Hi, Is there a easy and straight forward way of extracting browser versions from access logs using Useragent string.
I've a requirement where I have to list out top browsers and top versions of the browser. I was able to manage to extract the browser using the below eval expression but getting the browser versions are tricky.
| eval browser = case(match(useragent,"Firefox"),"FireFox", match(useragent,"Chrome") AND NOT match(useragent,"Edge"),"Chrome", match(useragent,"Safari") AND NOT match(useragent,"Chrome"),"Safari", match(useragent, "MSIE|Trident|Edge"), "IE", NOT match(useragent, "Chrome|Firefox|Safari|MSIE|Trident|Edge"), "OTHERS")
Has someone done that before and help me steer into right direction. I can't install any app so it has to be done via some regex. Please let me know if someone can help. Very much appreciated in advance
Some examples of Useragent Strings -
Mozilla/5.0 (Linux; Android 9; ANE-LX1) AppleWebKit/537.36 (KHTML, like Gecko) Chrome/98.0.4758.87 Mobile Safari/537.36
Mozilla/5.0 (Macintosh; Intel Mac OS X 10_15_7) AppleWebKit/605.1.15 (KHTML, like Gecko) Version/15.3 Safari/605.1.15
Mozilla/5.0 (Linux; Android 9; ANE-LX1) AppleWebKit/537.36 (KHTML, like Gecko) Chrome/98.0.4758.87 Mobile Safari/537.36
Mozilla/5.0 (iPhone; CPU iPhone OS 15_2 like Mac OS X) AppleWebKit/605.1.15 (KHTML, like Gecko) GSA/198.0.425262635 Mobile/15E148 Safari/604.1
Best Regards,
Shashank
There is a requirement in HTTP 1.1 RFC describing the User-Agent format
https://datatracker.ietf.org/doc/html/rfc7231#section-5.5.3
A user agent SHOULD send a User-Agent field in each request unless specifically configured not to do so. User-Agent = product *( RWS ( product / comment ) ) The User-Agent field-value consists of one or more product identifiers, each followed by zero or more comments (Section 3.2 of [RFC7230]), which together identify the user agent software and its significant subproducts. By convention, the product identifiers are listed in decreasing order of their significance for identifying the user agent software.
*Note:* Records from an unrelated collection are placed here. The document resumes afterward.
PR #2121, opened 2024-05-21
Extend GetSetIntersection to return indices of intersecting elements

MichaelHuth:
This is useful in an upcoming PR #2109 and probably on other locations.


t-b (approved):
LGTM.

PR #2123, opened 2024-05-22
Adaptive Supra enhancements

### LINKED ISSUE #2119: Adaptive supra: Reuse f-I data from previous adaptive supra SCI
Only the immediately preceeding adaptive supra SCI should be used but only:
- if set QC failed
- the same targetV of autobias was used
- and all analysis parameters are the same

### LINKED ISSUE #2129: Adaptive supra bugs out
Link: https://aiephys.slack.com/archives/C06P3MYEV6H/p1716920346361379

- [x] Tim will upload the file

### LINKED ISSUE #2130: Add SF operation to control formula plotter window
Use case: Sometimes you want analysis function automation browsers to have move the window to the front and sometimes not.

Name: XXX

### LINKED ISSUE #2131: Investigate adaptive supra threshold edge case
```What would adaptive supra do for cells that only have one spike at all current intensities?```

Write a test.

### LINKED ISSUE #2141: Adaptive Supra: Have SF plot with all f-I data which we are evaluating in one SF-plot
Just for the user to visualize

### PR DESCRIPTION
**Pull request by t-b**
- [x] #1894 
- [x] Reuse f-I data from previous failing adaptive SCIs
- [x] Flowchart
- [x] Raise LBN version and supra version
- [x] Needs https://github.com/AllenInstitute/MIES/pull/2100 so that the automation browser mode works properly again
- [x] Restrict survey plot to passing sweeps
- [x] Fix bug where APFrequency/DAScale values were duplicated, this could be a generic issue which will be fixed in #2153
- [x] Constant f-I data in RhSuAd currently asserts out, add optional parameter, with 1.5 as default, as a factor to the input DAScale range of the data to calculate the minimum DAScale width.
- [x] Remove NumPointsForLineFit and always take the last two points which have a different AP frequency.
- [x] Make adaptive tests pass for every commit
- [x] We want NumSweepsWithSaturation to look at RhSuAd and SCI slopes, currently we only look at SCI slopes
- [x] Test for 21767c54 (PSQ_DS_AdaptiveIsFinished: Fix requirement for multiple f-I slope QC matches, 2024-07-16)
- [x] Resolve TODOs/FIXME
- [x] Commit cleanup
- [x] Missing tests

```
PSQ_DS_AdaptiveIsFinished:

46 2925	 if(!WaveExists(sweepPassed) || DimSize(sweepPassed, ROWS) < numSweepsWithSaturation)
0  2926	   return 0
46 2927	endif

PSQ_DAScale

16 3864 if(ret)
0  3865    printf "Could not calculate DAScale step widths min/max.\r"
0  3866    ControlWindowToFront()
0  3867    return 1
16 3868 endif

14  3904 if(!WaveExists(futureDAScales))
11  3905   if(PSQ_DS_AdaptiveIsFinished(device, s.sweepNo, s.headstage, numSweepsWithSaturation, fromRhSuAd = 1))
0  3906     PSQ_ForceSetEvent(device, s.headstage)
0  3907     RA_SkipSweeps(device, Inf, SWEEP_SKIP_AUTO, limitToSetBorder = 1)
0  3908  
0  3909     WAVE/ZZ DAScales
0  3910     break
11  3911   endif
14  3912 endif
```

- [x] Q: Discuss with Tim: We currently determine passing f-I slope for each sweep after the sweep. But it could be the case that the maximum slope changes after deciding that we passed. Do we need to revise our earlier decision?
A: No revision, but our method to determine the sweeps with saturation should change. We only want to consider sweeps with passing f-I slope and passing sweep QC which have a larger DAScale value than the maxSlope sleep.
- [x] It should be the case that we always have both sweeps passing for the f-I slope. Check that and assert out otherwise
- [x] Q: Check what happens when we have the same DAScale values for a f-I slope fit. A: Don't start the measurement if we only have constant DAScale data in RhSuAd (testcase : `PS_DS_AD8`). If this happens in the adaptive suprathreshold run this is equivalent to a NaN f-I slope/offset and we just try again. This is also covered in a test.
- [x] Check that we display/test the dashboard messages in CI
- [x] Fix the fail messages to mention how many f-I slope QC sweeps we were expecting vs being present. ~~Show them in one line as they need to be consecutively (with ignoring failed sweeps).~~
- [x] Survey plot: Use DAscale as x-axis for f-I slope data (lower plot)

Requires:
- [x] #2174
- [x] #2175
- [x] #2176
- [x] #2187
- [x] #2203

Close #2119 
Close #2129
Close #2130
Close #2141
Close #2131


t-b:
@timjarsky Ready for a first test.

t-b:
https://byte-physics.de/public-downloads/aistorage/transfer/pr/feature_2123-dascale-adaptive-supra-threshold-reuse-fi-data/80b899ed7814bc3b49e8d3b3c471be16c1808cb5/2/BuildInstaller-user-assets/

t-b:
@timjarsky Ready!

t-b:
@timjarsky I've rebased against main so that #2213 is included here. Would be good to update the rig computer with the version from the latest CI.

timjarsky (approved):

Theoretically, a "product" and "version" here should be a "token", which means it should NOT include whitespace. And "comment" is any string contained within parentheses.
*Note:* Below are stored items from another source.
PR #2153, opened 2024-06-26
Tests: Ensure that the CDF is empty after the test case

### LINKED ISSUE #2144: Global variables V_ITCError/V_XOPError are present in databrowser
Slack: https://aiephys.slack.com/archives/C01CS4T8MGA/p1717794866962749?thread_ts=1717710611.362109&cid=C01CS4T8MGA

Either the ITC XOP creates those globally or we in MIES.

t-b:
- [x] Fix all tests
- [x] Nicify commits
- [x] Introduce common function for cleaning up OperationQueue's V_flag
- [x] Check all occurences of operation queue invocations and use new cleanup function
- [x] Add tests for GetListOfObjects with typeFlag in bugfix commit
- [x] WM bugreports: 
    - [x] ~~SetOperationVar issue without registered output variable~~: Does not reproduce in MWE
    - [x] VariableList does not complain about invalid values
    - [x] Crash when trying to morph a permanent datafolder to a free datafolder

Close #2144


Packages/tests/HardwareBasic/UTF_BasicHardwareTests.ipf
```diff
@@ -1864,6 +1864,9 @@ static Function StopDAQDueToUncompiled_REENTRY([str])
 	CheckThatTestpulseRan_IGNORE(str)
 
 	CheckDAQStopReason(str, DQ_STOP_REASON_UNCOMPILED)
+
+	// remove left over from ???
```
MichaelHuth, line 1868: The reason is the following:
You fill the execution queue with a command and then another command "KillVariables/Z V_flag".
Then after the first command is executed the background task is executed before "KillVariables/Z V_flag".
Thus, this solution is rather flaky for all the reentry testcases if there is an Execute/P/Q/Z in the first part.

Packages/tests/Basic/UTF_Utils.ipf
```diff
@@ -2485,6 +2485,88 @@ Function GetListOfObjectsWorks2()
...
+	DFREF dfrDeep = $":test:test2"
+	CHECK(DataFolderExistsDFR(dfrDeep))
+
+	Make dfrDeep:wv3
+	Make dfrDeep:wv4
+	variable/G   dfrDeep:var3
+	variable/G/C dfrDeep:var4
+	string/G     dfrDeep:str2
+
+	result   = GetListOfObjects(dfr, ".*", recursive = 0, typeFlag = COUNTOBJECTS_DATAFOLDER)
```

You have to remember though that it's "just" an RFC and User-Agent is a user-side supplied value so you can have anything in there but you might probably classify all those outliers as "other".
There is no universal standard adopted by all browsers for the format of the user agent string, so any set of regex to extract this is likely to be incomplete at best.